WHAT IS BEING ASKED :: Using the data below, return every line that holds the word "proposal".

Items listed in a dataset
PR #1273, opened 2019-04-17
[4.0] Fix proposal update

dmigwi:
- [x]  Bug fix that corrects the wrong marshaling of the single proposal payload fetched.
It also adds logs to warn when empty or invalid payloads are detected.

- [x] If update of previously added proposal tokens fails for some, the error returned is logged and update proceeds for those that new data is available.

ANSWER TO THE EXERCISE ::
[4.0] Fix proposal update
- [x]  Bug fix that corrects the wrong marshaling of the single proposal payload fetched.
- [x] If update of previously added proposal tokens fails for some, the error returned is logged and update proceeds for those that new data is available.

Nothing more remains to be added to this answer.